* [The data]

PR #1287, opened 2023-11-03
Honor non-determinism fail workflow policy

taylanisikdemir:
**What changed?**
Users can specify [NonDeterministicWorkflowPolicy](https://github.com/taylanisikdemir/cadence-client/blob/master/internal/worker.go#L201) in worker options. If the FailWorkflow policy is chosen the workflow is expected to terminate as soon as it ends up with a nondeterministic state (e.g. activity order changed). 
However this wasn't honored for a category of nondeterminism cases. This PR addresses it and workflows fail once any nondeterminism scenario is encountered.

There are two categories of nondeterminism cases in terms of how they get detected by client library:
1. Issue bubbles up as illegal state panic to the task handler. Most actual prod cases.
2. Issue is caught when comparing replay decisions with history. Replay test scenarios and a subset of prod cases.

FailWorkflow policy was honored for 2 but not for 1.

**Why?**
To make `NonDeterministicWorkflowPolicy` feature correct/complete.

**How did you test it?**
Added an integration test to simulate this scenario.

**Potential risks**
Users depending on existing buggy behavior can be impacted. This would only happen if and only if all the below holds true
- user set FailWorkflow policy
- user expects to not terminate category 1 (see above) workflows

This is not very realistic expectation because users don't know about these subcategories of nondeterminism detection mechanisms. 
So the risk of this fix should be minimal.


internal/internal_task_handlers.go
```diff
@@ -944,33 +944,23 @@ ProcessEvents:
...
+			zap.String(tagRunID, task.WorkflowExecution.GetRunId()),
+			zap.Error(nonDeterministicErr),
+			zap.NamedError("ReplayError", replayErr),
+		)
 	}
 
 	if nonDeterministicErr != nil {
-
+		// TODO: add a NonDeterminismDetectionType tag based on which branch set the nonDeterministicErr above.
+		// Q: What is our approach for such tag changes of existing metrics as it is not allowed by some timeseries dbs (prometheus)
```
taylanisikdemir, line 963: reminder for myself to remove the comment once discussed with the team

internal/internal_task_handlers.go
```diff
@@ -939,39 +939,31 @@ ProcessEvents:
...
+			zap.String(tagRunID, task.WorkflowExecution.GetRunId()),
+			zap.Error(nonDeterministicErr),
+			zap.NamedError("ReplayError", replayErr),
+		)
 	}
 
 	if nonDeterministicErr != nil {
-
-		w.wth.metricsScope.GetTaggedScope(tagWorkflowType, task.WorkflowType.GetName()).Counter(metrics.NonDeterministicError).Inc(1)
+		scope := w.wth.metricsScope.GetTaggedScope(tagWorkflowType, task.WorkflowType.GetName(), tagNonDeterminismDetectionType, string(nonDeterminismType))
```
Groxx, line 965:
```
string(nonDeterminismType)
```
tbh, the more I write Go, the more I want to get rid of all type casts (outside that type's methods) :|  there are just zero safety checks around them, feels like more than half of the time they just become landmines for later.  (int conversion, non-utf bytes, etc)

I'd probably just leave these as strings unless we have a typed API that accepts only them, because that's capable of preventing misuse.

internal/internal_task_handlers.go
```diff
@@ -1835,7 +1845,11 @@ func traceLog(fn func()) {
 	}
 }
 
-func workflowCategorizedByTimeout(executionTimeout int32) string {
+func workflowCategorizedByTimeout(wfContext *workflowExecutionContextImpl) string {
+	if wfContext == nil || wfContext.workflowInfo == nil {
+		return "unknown"
+	}
```
Groxx, line 1851: nils are not possible here (as it's currently used), we can/should drop the checks.

internal/internal_task_handlers_test.go
```diff
@@ -869,18 +869,11 @@ func (t *TaskHandlersTestSuite) TestWorkflowTask_NondeterministicLogNonexistingI
...
-	// The issue is that we change the error type and that we change the error message, the customers
-	// are checking the error string - we plan to wrap all errors to avoid this issue in client v2
-	t.NoError(err)
-	t.NotNil(response)
+	t.Nil(request)
+	t.ErrorContains(err, "nondeterministic workflow")
 
 	// Check that the error was logged
-	ignoredWorkflowLogs := logs.FilterMessage("Ignored workflow panic error")
+	ignoredWorkflowLogs := logs.FilterMessage("Illegal state caused panic")
```
Groxx, line 876: probably worth changing this var name now too

test/activity_test.go
```diff
@@ -105,9 +105,7 @@ func (a *Activities) invoked() []string {
 	a.mu.Lock()
 	defer a.mu.Unlock()
 	result := make([]string, len(a.invocations))
-	for i := range a.invocations {
-		result[i] = a.invocations[i]
-	}
+	copy(result, a.invocations)
```
Groxx, line 108: 👍 though I do look forward to generics-izing this kind of thing.  seems a shame to leave the "set wrong len / did not check return value" gap exposed.

test/integration_test.go
```diff
@@ -437,7 +443,7 @@ func (ts *IntegrationTestSuite) TestChildWFWithParentClosePolicyAbandon() {
 	ts.NoError(err)
 	resp, err := ts.libClient.DescribeWorkflowExecution(context.Background(), childWorkflowID, "")
 	ts.NoError(err)
-	ts.True(resp.WorkflowExecutionInfo.GetCloseTime() == 0)
+	ts.Truef(resp.WorkflowExecutionInfo.GetCloseTime() == 0, "Expected close time to be zero, got %d. Describe response: %+v", resp.WorkflowExecutionInfo.GetCloseTime(), resp)
```
Groxx, line 446:
```suggestion
	ts.Zerof(resp.WorkflowExecutionInfo.GetCloseTime(), "Child workflow should not be closed, describe response: %+v", resp)
```
possibly %#v too, but if + looks better here then definitely 👍 .  I just find + to be pretty rarely supported, and the %v it degrades to is pretty bad for some structures.

internal/internal_task_handlers.go
```diff
@@ -681,11 +681,11 @@ func (wth *workflowTaskHandlerImpl) getOrCreateWorkflowContext(
 		workflowContext = getWorkflowContext(runID)
 	}
 
+	executionRuntimeType := workflowCategorizedByTimeout(workflowContext)
+	metricsScope = metricsScope.Tagged(map[string]string{tagWorkflowRuntimeLength: executionRuntimeType})
```
Groxx, line 685: this will affect the deferred gauge, among other things - doesn't seem like something we want to change here.

(which looks also true for line 688, so let's change that here too / ASAP)

test/integration_test.go
```diff
@@ -148,18 +148,24 @@ func (ts *IntegrationTestSuite) SetupTest() {
...
+
+func (ts *IntegrationTestSuite) BeforeTest(suiteName, testName string) {
 	options := worker.Options{
 		DisableStickyExecution:            ts.config.IsStickyOff,
 		Logger:                            zaptest.NewLogger(ts.T()),
 		WorkflowInterceptorChainFactories: []interceptors.WorkflowInterceptorFactory{ts.tracer},
 		ContextPropagators:                []workflow.ContextPropagator{NewStringMapPropagator([]string{testContextKey})},
 	}
+
+	if testName == "TestNonDeterministicWorkflowQuery" || testName == "TestNonDeterministicWorkflowFailPolicy" {
```
Groxx, line 162: I completely believe that this is the easy option, but uh.  tbh this kind of thing is why I want to get rid of these `testify.Suite`s entirely.  spooky action at a distance and ad-hoc DSLs are a massive pain much of the time, if we didn't have this it'd have just been an argument on a `func setup(...)` and it would be obvious and controllable.

test/integration_test.go
```diff
@@ -512,6 +518,31 @@ func (ts *IntegrationTestSuite) TestDomainUpdate() {
 	ts.Equal(description, *domain.DomainInfo.Description)
 }
 
+func (ts *IntegrationTestSuite) TestNonDeterministicWorkflowFailPolicy() {
+	err := ts.executeWorkflow("test-nondeterminism-failpolicy", ts.workflows.NonDeterminismSimulatorWorkflow, nil)
+	customErr, ok := err.(*internal.CustomError)
+	ts.Truef(ok, "expected CustomError but got %T", err)
+	ts.Equal("NonDeterministicWorkflowPolicyFailWorkflow", customErr.Reason())
```
Groxx, line 525: `errors.As` and/or there might be an equivalent in the assertions.  these semantics shouldn't change if/when we add wrapping later.

Groxx (commented):
dropping some notes from a first skim.

overall very close I think, I just need another read in an IDE or something to make sure it's good to go since this area in general is a little bit risky (but totally worth it)

internal/internal_task_handlers.go
```diff
@@ -988,7 +980,7 @@ ProcessEvents:
 			// workflow timeout.
 			return nil, nonDeterministicErr
 		default:
-			panic(fmt.Sprintf("unknown mismatched workflow history policy."))
+			panic("unknown mismatched workflow history policy.")
```
Groxx, line 983: we should really just check and fix all of these, bleh.  I thought I did that a while ago, but I might be thinking of some other codebase...

taylanisikdemir: I address things as I see in relevant places. Let's all encourage this and don't worry about having ~20% refactorings in a diff. More than that should probably be its own PR

internal/internal_task_handlers.go
taylanisikdemir: good catch on the defer. Just changed the deferred func to accept tally scope as argument so it will work without this new tag as before

internal/internal_task_handlers.go
taylanisikdemir: nils are possible in this commit due to where this function is called. I checked with @timl3136 about our intent for `workflowruntimelength`. We will only have it for cache hit metric for now. So moved the scope tagging to appropriate if block back.

internal/internal_task_handlers.go
taylanisikdemir: the underlying enum type alias is a string so this is actually safe but I agree on avoiding castings. however for metric tags enums are more clean way to define fixed set of values and requires this casting due to the tally api accepting strings only.

internal/internal_task_handlers_test.go
taylanisikdemir: missed that, thanks

test/activity_test.go
taylanisikdemir: static check was highlighting this so was obvious fix

test/integration_test.go
taylanisikdemir: This workaround demonstrates one of the weaknesses of test suites where your setup and teardown can only diverge based on test name whereas a proper table driven test would have a `worker_options` field to be specified per test case.
If I find some free time I may rewrite this file by ripping out suite and asserts in a follow up PR

test/integration_test.go
taylanisikdemir: makes sense

internal/internal_task_handlers.go
Groxx: yea, I meant "fix them all" is probably a not-this-PR thing.  happy to approve obviously-safe changes like this as they appear 👍

internal/internal_task_handlers.go
Groxx: ooh, I see, because it was moved outside that != nil check.  yea, good point.

is this tag relevant for the cache miss branch further down too?  I'm kinda feeling like "no" but not totally confident.

test/integration_test.go
Groxx: yea, possibly not worth it in this PR.  more of a "let's try hard to keep this to a minimum please" request - short-term it's fine.

internal/internal_task_handlers.go
taylanisikdemir: we don't have the workflow context for misses in this path so not applicable for it.

test/integration_test.go
```diff
@@ -512,6 +518,32 @@ func (ts *IntegrationTestSuite) TestDomainUpdate() {
...
+
+	// query failed workflow should still work
+	value, err := ts.libClient.QueryWorkflow(ctx, "test-nondeterministic-query", run.GetRunID(), "__stack_trace")
+	ts.NoError(err)
+	ts.NotNil(value)
+	var trace string
+	ts.Nil(value.Get(&trace))
```
Groxx, line 544:
```suggestion
	ts.NoError(value.Get(&trace))
```
I assume that's the intent here?  might as well be a bit closer to type-correctness / it's relevant that it's not an error, not just an [anything not nil].

you can also make this not panic in the nil case with a `require.NotNil(s.T(), value)` earlier.  not particularly important since it's a fairly small error and the stack will point out the issue, just as an FYI.

test/workflow_test.go
```diff
@@ -573,6 +575,48 @@ func (w *Workflows) WorkflowWithLocalActivityCtxPropagation(ctx workflow.Context
...
 
+func (w *Workflows) NonDeterminismSimulatorWorkflow(ctx workflow.Context) ([]string, error) {
+	logger := workflow.GetLogger(ctx).Sugar()
+	ctx = workflow.WithActivityOptions(ctx, w.defaultActivityOptions())
+
+	workflow.SetQueryHandler(ctx, "custom_query", func() (int, error) {
+		return w.nonDeterminismSimulatorWorkflowCallCount, nil
+	})
+
+	res := []string{}
```
Groxx, line 586:
```suggestion
	var res []string
```
for style points / zero allocation if unused / healthier habits.

test/workflow_test.go
```diff
@@ -39,7 +39,9 @@ const (
 	consistentQuerySignalCh = "consistent-query-signal-chan"
 )
 
-type Workflows struct{}
+type Workflows struct {
+	nonDeterminismSimulatorWorkflowCallCount int
```
Groxx, line 43: since this struct is kinda intended for multi-test use... I wonder if this'll come back to bite us some day.  as compared to making a different struct each time to ensure they're isolated.

but eh.  the toggling is a pretty simple way to achieve this even in that case, seems probably fine.

test/integration_test.go
```diff
@@ -148,18 +149,24 @@ func (ts *IntegrationTestSuite) SetupTest() {
 	ts.seq++
 	ts.activities.clearInvoked()
 	ts.taskListName = fmt.Sprintf("tl-%v", ts.seq)
-	ts.worker = worker.New(ts.rpcClient.Interface, domainName, ts.taskListName, worker.Options{
-		DisableStickyExecution: ts.config.IsStickyOff,
```
Groxx, line 152: any idea when this would be false?  if ever?  it being not-hard-coded sorta implies it's controllable somehow.

Groxx: bleh, nevermind.  this is maintained in the new code, I just derped

internal/internal_task_handlers.go
Groxx: I suppose this is actually in use due to the variable 🤔 
I do kinda think we'll want a more strongly typed API for metrics eventually (in particular: to break the dependency on a specific version of Tally), it'll be more useful then too.

internal/internal_task_handlers.go
```diff
@@ -664,12 +665,12 @@ func (wth *workflowTaskHandlerImpl) getOrCreateWorkflowContext(
 	historyIterator HistoryIterator,
 ) (workflowContext *workflowExecutionContextImpl, err error) {
 	metricsScope := wth.metricsScope.GetTaggedScope(tagWorkflowType, task.WorkflowType.GetName())
-	defer func() {
+	defer func(scope tally.Scope) {
```
Groxx, line 668: probably fine but: since we _intentionally_ do not want to use the (possibly mutated) outer-closure's `metricsScope`, personally I'd vote to shadow the name here to make it totally inaccessible.

internal/internal_task_handlers.go
```diff
@@ -1195,6 +1187,24 @@ func (w *workflowExecutionContextImpl) GetDecisionTimeout() time.Duration {
 	return time.Second * time.Duration(w.workflowInfo.TaskStartToCloseTimeoutSeconds)
 }
 
+func (w *workflowExecutionContextImpl) getWorkflowPanicIfIllegaleStatePanic() (*workflowPanicError, bool) {
+	if !w.isWorkflowCompleted || w.err == nil {
```
Groxx, line 1191: `if !w.isWorkflowCompleted`
^ since this is a semantic change: are state-machine-panicked workflows _definitely_ completed?

internal/internal_task_handlers.go
```diff
@@ -939,39 +939,31 @@ ProcessEvents:
...
-						zap.String(tagWorkflowType, task.WorkflowType.GetName()),
-						zap.String(tagWorkflowID, task.WorkflowExecution.GetWorkflowId()),
-						zap.String(tagRunID, task.WorkflowExecution.GetRunId()),
-						zap.Error(nonDeterministicErr),
-						zap.NamedError("ReplayError", replayErr),
-					)
-				}
-			}
-		}
+	} else if panicErr, ok := w.getWorkflowPanicIfIllegaleStatePanic(); ok {
```
Groxx, line 949: this is now preferring a state-machine panic over history-compared-non-determinism which... I don't _think_ is what we want.

iirc: non-determinism triggered earlier could lead to a panic after several steps, and that earlier-non-determinism info is likely more useful as it can tell us "ran activity X instead of Y", which the panic won't know.

Groxx: ah, no, I think that's wrong.  previously it had the possibility of clobbering it, but now it's less likely because it's in an `else` instead of a separate `if`.

rereading more carefully!

internal/internal_task_handlers.go
```diff
@@ -939,39 +939,31 @@ ProcessEvents:
...
+		// This is a nondeterministic execution which ended up panicing
```
Groxx, line 950:
```suggestion
		// This is a nondeterministic execution which ended up panicking
```

test/integration_test.go
```diff
@@ -148,18 +149,24 @@ func (ts *IntegrationTestSuite) SetupTest() {
 	ts.seq++
 	ts.activities.clearInvoked()
 	ts.taskListName = fmt.Sprintf("tl-%v", ts.seq)
-	ts.worker = worker.New(ts.rpcClient.Interface, domainName, ts.taskListName, worker.Options{
```
Groxx, line 151: huh.  so we were previously creating a worker and throwing it away?

thanks for the cleanup :+1:, surprising that got missed when it was introduced.

test/workflow_test.go
```diff
@@ -573,6 +575,48 @@ func (w *Workflows) WorkflowWithLocalActivityCtxPropagation(ctx workflow.Context
 	return result, nil
 }
 
+func (w *Workflows) NonDeterminismSimulatorWorkflow(ctx workflow.Context) ([]string, error) {
+	logger := workflow.GetLogger(ctx).Sugar()
```
Groxx, line 579:
```suggestion
	logger := workflow.GetLogger(ctx)
```
Sugaring is unused, and a better habit to not use / not use unnecessarily since it's not free.

test/workflow_test.go
```diff
@@ -573,6 +575,48 @@ func (w *Workflows) WorkflowWithLocalActivityCtxPropagation(ctx workflow.Context
...
+		}
+		res = append(res, ans)
+	}
+
+	w.nonDeterminismSimulatorWorkflowCallCount++
+
+	selector := workflow.NewSelector(ctx)
+	timer := workflow.NewTimer(ctx, 5*time.Second)
+	selector.AddFuture(timer, func(workflow.Future) {
+		logger.Infof("Timer future is called")
```
Groxx, line 604:
```suggestion
		logger.Info("Timer future is called")
```
but obviously harmless

test/integration_test.go
taylanisikdemir: test code changes usually get overlooked in reviews so I guess that's what happened here

test/integration_test.go
taylanisikdemir: following the same pattern where `QueryWorkflow` is used but will switch to `ts.NoError`

test/workflow_test.go
taylanisikdemir: I think isolated test cases are going to be less error prone so when we refactor we would actually do everything inside `SetupSuite` per test case.

test/workflow_test.go
taylanisikdemir: good catch. I had this workflow on a separate go app where I was actually using sugared log functions. missed to clean up this part

internal/internal_task_handlers.go
taylanisikdemir: addressed

internal/internal_task_handlers.go
taylanisikdemir: `w.err` is only set during [workflow completion](https://github.com/taylanisikdemir/cadence-client/blob/380c778f353b0cc476a5ad1c9c7a0d9949a4cf3f/internal/internal_task_handlers.go#L523). So I don't see the concern here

* [Assignment]
When a line in the material above includes "return", report that line by copying it.

* [Answer box]
+		return "unknown"
Groxx, line 108: 👍 though I do look forward to generics-izing this kind of thing.  seems a shame to leave the "set wrong len / did not check return value" gap exposed.
 			return nil, nonDeterministicErr
+		return w.nonDeterminismSimulatorWorkflowCallCount, nil
 	return time.Second * time.Duration(w.workflowInfo.TaskStartToCloseTimeoutSeconds)
 	return result, nil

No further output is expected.